| Material provided |
PR #4187, opened 2024-10-26
Fix overriding vanilla translations

apple502j:
Fixes a longstanding bug where overriding vanilla translation can cause non-overridden ones to fail to load. Also adds a test.

Request porting to all maintained versions, if possible to 1.20.1.

### DIFF
--- a/fabric-resource-loader-v0/src/main/java/net/fabricmc/fabric/mixin/resource/loader/server/LanguageMixin.java
+++ b/fabric-resource-loader-v0/src/main/java/net/fabricmc/fabric/mixin/resource/loader/server/LanguageMixin.java
@@ -35,6 +35,8 @@ import org.spongepowered.asm.mixin.injection.Redirect;
 import net.minecraft.util.Language;
 
 import net.fabricmc.fabric.impl.resource.loader.ServerLanguageUtil;
+import net.fabricmc.loader.api.FabricLoader;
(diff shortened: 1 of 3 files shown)


fabric-resource-loader-v0/src/main/java/net/fabricmc/fabric/mixin/resource/loader/server/LanguageMixin.java
```diff
@@ -51,6 +53,18 @@ private static Map<String, String> create(Map<String, String> map) {
...
 	}
 
+	@Redirect(method = "load(Ljava/util/function/BiConsumer;Ljava/lang/String;)V", at = @At(value = "INVOKE", target = "Ljava/lang/Class;getResourceAsStream(Ljava/lang/String;)Ljava/io/InputStream;"))
+	private static InputStream readCorrectVanillaResource(Class instance, String path) throws IOException {
+		ModContainer mod = FabricLoader.getInstance().getModContainer("minecraft").orElseThrow();
+		Path langPath = mod.findPath(path).orElse(null);
+
+		if (langPath == null) {
+			throw new IOException("Could not read %s from minecraft ModContainer".formatted(path));
+		} else {
```
modmuss50, line 63: Nit: no need for the else

modmuss50 (approved):

PR #4188, opened 2024-10-27
Update Loom and Loader

modmuss50:
Fixes some dev woes


modmuss50:
Going to merge this now even though loader is still in bets, ill just have to make sure that loader is no longer a beta before releasing.

PR #4198, opened 2024-11-01
Add tag aliases

Juuxel:
The tag alias API lets modders merge different but equivalent tags together so that they have the same content. For example, tag aliases can be used to unify matching `minecraft` and `c` tags. (This is the main purpose of the PR.)

Tag aliases are defined in data packs like tags. For example, a block tag alias group for fences would be located at `data/my_mod/fabric/tag_aliases/block/fences.json` with the contents:
```java
{
  "tags": [
    "minecraft:fences",
    "c:fences"
  ]
}
```
The files can also be generated with the data generation API. Alias groups can be replaced (or disabled) like most data pack files by having a different file with the same name at the same file path.

TODO:
- [x] Better docs
- Tests
  - [x] Functionality
  - [x] Data generation


fabric-data-generation-api-v1/src/main/java/net/fabricmc/fabric/api/datagen/v1/provider/FabricTagProvider.java
```diff
@@ -116,6 +125,34 @@ protected FabricTagBuilder getOrCreateTagBuilder(TagKey<T> tag) {
 		return new FabricTagBuilder(super.getOrCreateTagBuilder(tag));
 	}
 
+	/**
+	 * Gets an {@link AliasGroupBuilder} with the given ID.
+	 *
+	 * @param groupId the group ID
+	 * @return the alias group builder
+	 */
+	protected AliasGroupBuilder getOrCreateAliasGroupBuilder(Identifier groupId) {
```
apple502j: I always wanted to drop the `getOrCreate`, but haven't gotten an opportunity to do so. Maybe do that for future ones?

fabric-tag-api-v1/src/main/java/net/fabricmc/fabric/impl/tag/TagAliasLoader.java
```diff
@@ -0,0 +1,176 @@
...
+
+			for (Map.Entry<Identifier, Resource> entry : resourceFinder.findResources(manager).entrySet()) {
+				Identifier resourcePath = entry.getKey();
+				Identifier groupId = resourceFinder.toResourceId(resourcePath);
+
+				try (Reader reader = entry.getValue().getReader()) {
+					JsonElement json = JsonParser.parseReader(reader);
+					Codec<TagAliasGroup<Object>> codec = TagAliasGroup.codec((RegistryKey<? extends Registry<Object>>) registryKey);
+
+					switch (codec.parse(JsonOps.INSTANCE, json)) {
```
apple502j, line 87: Shouldn't this be parsed with `RegistryOps`?

apple502j (commented):
Will test when I have time

fabric-tag-api-v1/src/main/java/net/fabricmc/fabric/impl/tag/TagAliasLoader.java
Juuxel: The codec doesn't depend on `RegistryOps` since it doesn't parse registry entries, only tag *keys* (which don't depend on registry content).

fabric-data-generation-api-v1/src/main/java/net/fabricmc/fabric/api/datagen/v1/provider/FabricTagProvider.java
Juuxel: Sure, I just have it to match the existing methods. I think `aliasGroup` is probably enough (the "builder" part is also not very useful)

fabric-data-generation-api-v1/src/main/java/net/fabricmc/fabric/api/datagen/v1/provider/FabricTagProvider.java
```diff
@@ -396,4 +433,49 @@ public final FabricTagBuilder add(RegistryKey<T>... registryKeys) {
 			return this;
 		}
 	}
+
+	/**
+	 * A builder for tag alias groups.
+	 */
+	public final class AliasGroupBuilder {
```
modmuss50, line 440: Nit: private constructor

fabric-tag-api-v1/src/main/java/net/fabricmc/fabric/api/tag/v1/TagAliasGroup.java
```diff
@@ -0,0 +1,75 @@
...
+ *
+ * <p>If you want to have the contents of a {@code c} tag in your own tag, prefer including the {@code c} tag
+ * in your tag file directly. That way, data packs can modify your tag separately. Tag aliases make their contained
+ * tags almost fully indistinguishable since they get the exact same content, and you have to override the alias group
+ * in a higher-priority data pack to unlink them.
+ *
+ * @param tags the tags in the group, must be from the same registry
+ * @param <T> the type of registry entries in the tags
+ */
+public record TagAliasGroup<T>(List<TagKey<T>> tags) {
```
modmuss50: Does this have a use being part of API?

fabric-tag-api-v1/src/main/java/net/fabricmc/fabric/api/tag/v1/TagAliasGroup.java
```diff
@@ -0,0 +1,75 @@
...
+import java.util.List;
+
+import com.mojang.serialization.Codec;
+
+import net.minecraft.registry.Registry;
+import net.minecraft.registry.RegistryKey;
+import net.minecraft.registry.tag.TagKey;
+
+/**
+ * A group of tags that refer to the same set of registry entries.
```
modmuss50: Maybe move this doc to the package-info, especially if this class is moved out of api.

fabric-tag-api-v1/src/main/java/net/fabricmc/fabric/impl/tag/TagAliasLoader.java
```diff
@@ -0,0 +1,176 @@
...
+
+			// Remove any groups of one tag, we don't need to apply them.
+			groupsByTag.values().removeIf(tags -> tags.size() == 1);
+
+			RegistryWrapper.Impl<?> wrapper = registries.getOrThrow(entry.getKey());
+
+			if (wrapper instanceof TagAliasEnabledRegistryWrapper aliasWrapper) {
+				aliasWrapper.fabric_loadTagAliases(groupsByTag);
+			} else {
+				LOGGER.error("[Fabric] Couldn't apply tag aliases to registry wrapper {} ({}) since it had an unknown type", wrapper, entry.getKey().getValue());
```
modmuss50: Nit: This sounds like a fatal error to me. If it happens its likely an issue with fabric or another mod and not the datapack.

fabric-tag-api-v1/src/main/java/net/fabricmc/fabric/mixin/tag/SimpleRegistryMixin.java
```diff
@@ -0,0 +1,124 @@
...
+ *
+ * <p>Additionally, the {@link TagAliasEnabledRegistryWrapper} implementation is for dynamic registry tag loading.
+ */
+@Mixin(SimpleRegistry.class)
+abstract class SimpleRegistryMixin<T> implements SimpleRegistryExtension, TagAliasEnabledRegistryWrapper {
+	@Unique
+	private static final Logger LOGGER = LoggerFactory.getLogger("fabric-tag-api-v1");
+
+	@Unique
+	private Map<TagKey<?>, Set<TagKey<?>>> fabric_pendingTagAliasGroups;
```
modmuss50: Nit: no need for `fabric_` prefix when using @Unique

fabric-tag-api-v1/src/main/java/net/fabricmc/fabric/mixin/tag/SimpleRegistryMixin.java
```diff
@@ -0,0 +1,124 @@
...
+			List<RegistryEntry<T>> entriesAsList = List.copyOf(entries);
+
+			// Replace the old entry list contents with the merged list.
+			for (TagKey<?> tag : aliasGroup) {
+				RegistryEntryList.Named<T> entryList = tagLookup.getOptional((TagKey<T>) tag).orElseThrow();
+				entryList.entries = entriesAsList;
+			}
+		}
+
+		LOGGER.info("[Fabric] Loaded {} tag alias groups for {}", uniqueAliasGroups.size(), key.getValue());
```
modmuss50: Nit: debug

modmuss50 (commented):
Nothing major standing out to me

fabric-tag-api-v1/src/main/java/net/fabricmc/fabric/impl/tag/TagAliasLoader.java
Juuxel: Agreed, but I don't think throwing makes much sense here since it can put resource reloading in a loop.

fabric-tag-api-v1/src/main/java/net/fabricmc/fabric/api/tag/v1/TagAliasGroup.java
Juuxel: Technically it could be useful for people writing their own data generation code, but the javadoc should be enough to clarify the format. Then the codec method doesn't strictly need to be exposed in the API.

A class might be more visible than package docs though, so I'll also duplicate the most important parts to a README (which I forgot to create).

fabric-tag-api-v1/src/main/java/net/fabricmc/fabric/impl/tag/TagAliasLoader.java
modmuss50: I was thinking about this the other day, we should really do something to break out of that loop and display an error screen or just crash fatally. Not something for this PR of course.

apple502j: (The infinite loop is for resource packs only, and I am not sure if that happens in 1.21.4. There's some refactor around this code every other version or so...)

fabric-tag-api-v1/src/main/java/net/fabricmc/fabric/api/tag/v1/TagAliasGroup.java
Juuxel: Another thing to consider is that the data gen API needs to access this (the codec), and I don't really like modules using each other's internals.

modmuss50: Thats fair, are we happy to expose the record as API? Generally we dont.

modmuss50 (approved):
This looks good to me. Just one or two minor nit picks. Ill move to last call now (expect a full week).

@TelepathicGrunt would you be able to take a quick look at the readme/package doc to make sure that it covers your use cases/looks reasonable.

TelepathicGrunt (approved):

PR #4199, opened 2024-11-01
[1.21.4] Add stripped pale oak logs & wood to their respective conventional tags

### LINKED ISSUE #4181: Pale oak logs are not included in the stripped logs and stripped woods tags
#4146 introduced tags for stripped logs and stripped woods, but the relevant pale oak logs are not included in either.

### LINKED ISSUE #4182: The raw material item tag is built twice
https://github.com/FabricMC/fabric/blob/8cb06cc20b4da041da115518957249472f7e6091/fabric-convention-tags-v2/src/datagen/java/net/fabricmc/fabric/impl/tag/convention/datagen/generators/ItemTagGenerator.java#L466-L473

As a result, each entry is listed in the tag twice.

Prospector:
Fixed stripped log tag issues

Fixes #4181


modmuss50:
I think this change would be best made as 2 PRs, it will make merging a lot easier as I can just cherry-pick the raw material changes into the other branches.

Prospector:
Split off raw materials into #4203

modmuss50 (approved):

PR #4201, opened 2024-11-01
Backport Fix for FabricMC/fabric#4182 to 1.21.2

Prospector:


modmuss50:
This PR is the same as https://github.com/FabricMC/fabric/pull/4200 just differs by title? They both target the same 1.21.3 branch? We also no longer support 1.21.2.

Please also run the generate resources task.

Prospector:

| The problem |
Scan the material and collect every line that contains "looks".

| Result of the exercise |
This looks good to me. Just one or two minor nit picks. Ill move to last call now (expect a full week).
@TelepathicGrunt would you be able to take a quick look at the readme/package doc to make sure that it covers your use cases/looks reasonable.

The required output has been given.